PR #774, opened 2024-06-15
fix(coq.el): (setq proof-shell-strip-crs-from-input nil)

erikmd:
Related: https://github.com/ProofGeneral/PG/issues/773

@hendriktews do you agree that we merge this ? (if the CI passes, of course)

PR #782, opened 2024-07-09
Fix #781 PG does not position to error.

### LINKED ISSUE #781: PG does not position to error
This bug appeared because of PR #774. Backtracking it is not satisfying because #773 shows a good reason for it.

◆ ◆ ◆ ◆ ◆

> [About this task]: Among the entries, find each line that includes the string "opened" and copy it.

> [Your response]:
PR #774, opened 2024-06-15
PR #782, opened 2024-07-09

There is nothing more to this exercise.